The mandate he’s referring to is community involvement in community legal clinics and their decision-making. Maxwell and other critics argue that client populations have been left out of the process. Josephine Grey, who’s highly involved on both sides of the legal-aid system, only learned about the Transformation Project in late September 2014. But according to Marjorie Hilley, discussions about clinic reform began in 2010.
Maxwell and Gary Newhouse, chair of KBCLS, initiated a Town Hall meeting to inform neighbourhoods about proposed changes to their clinics. They also asked client populations how, if at all, legal aid should be reformed.
Out of that process, two community groups emerged—Concerned Parkdale and the Keepers—that have helped reframe the transformation discussion.
“If you ask if this has been a democratic process, the answer is no.”
“Having a bottom-up process is essential,” says Oriel Varga, a recent law-school graduate and member of the Keepers. “Low-income people who use clinics should be at the forefront. They know what they need—they shouldn’t be an afterthought.”

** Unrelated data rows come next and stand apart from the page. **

PR #5815, opened 2024-11-21
Tell browsers to use https instead of http for 1 hour

DeanElliott96:
### Description of change

This is a Django settings which instructs browsers to visit the site with HTTPS instead of HTTP. You can read me more about it in the [docs](https://docs.djangoproject.com/en/5.1/ref/middleware/#http-strict-transport-security).

As recommended by Django, I've set it to only do this for 1 hour at a time to ensure it doesn't break anything. Once its tested on UAT and been on PROD this can be updated to 1 year.

Later the preload option will also be added once it seems to be running fine on prod for a week or two.

### Checklist

### DIFF
--- a/config/settings/common.py
+++ b/config/settings/common.py
@@ -747,3 +747,7 @@ CSP_REPORT_ONLY = False
 
 S3_LOCAL_ENDPOINT_URL = env("S3_LOCAL_ENDPOINT_URL", default='')
 ENABLE_CONTACT_CONSENT_INGEST = env("ENABLE_CONTACT_CONSENT_INGEST", default=False)
+
+# Initially set to 1 hour, to increase once confirmed it's successful.
+SECURE_HSTS_SECONDS = 3600
+SECURE_HSTS_INCLUDE_SUBDOMAINS = True


config/settings/common.py
```diff
@@ -747,3 +747,7 @@ def _add_hawk_credentials(id_env_name, key_env_name, scopes):
 
 S3_LOCAL_ENDPOINT_URL = env("S3_LOCAL_ENDPOINT_URL", default='')
 ENABLE_CONTACT_CONSENT_INGEST = env("ENABLE_CONTACT_CONSENT_INGEST", default=False)
+
+# Initially set to 1 hour, to increase once confirmed it's successful.
+SECURE_HSTS_SECONDS = 3600
```
baarkerlounger, line 752: Why is this time limited at all?

DeanElliott96: The standard is to set this to 1year which tells the browser to allow a user to "try" a http request again after 1 year (which it wouldn't allow and issue another year).

Django recommends settings it to 1 hour and ensure it doesn't cause any issues first before setting it to the full year. If it blocks http for 1 year but someone expects to use the API via http, it would not allow that client access to the site for 1 year (without clearing their cookies I believe). At worst this would block them for 1 hour.

baarkerlounger (approved):

cgsunkel (approved):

But Varga says many legal-aid clients don’t even know their clinics were at risk of closing. “If you ask if this has been a democratic process, the answer is no.”
“They kept moving the target hoping to change opposition.”
Clinics were supposed to vote by the end of September on whether or not to implement the Transformation Project. This deadline was extended to November, then December. Meanwhile, opposition to the project was growing. “So they said, ‘Okay, let’s vote on it by the end of February,’” says Maxwell. “They kept moving the target, hoping to change opposition.”
The steering committee finally met on February 25, and the Transformation Project was rejected. Flemingdon was the only Toronto clinic that fully endorsed the “mega clinic” plan. While some clinics, including North Dufferin-Peel and York Region, supported the idea of larger facilities with more staff, they acknowledged this model may not work for downtown communities. “What clinics are saying is that one size doesn’t fit all,” says Marjorie Hilley—something clinics like Kensington-Bellwoods and Parkdale have been saying all along.
“It’s a very positive thing that we destroyed the notion of three clinics replacing 14 in Toronto,” says Maxwell. Meanwhile, poverty is still increasing all over Toronto, but the conversation around legal-aid reform has changed.
“Clinics have started talking about a new kind of transformation that is more community focused,” says Maxwell, “not a sweeping, catch-all transformation.”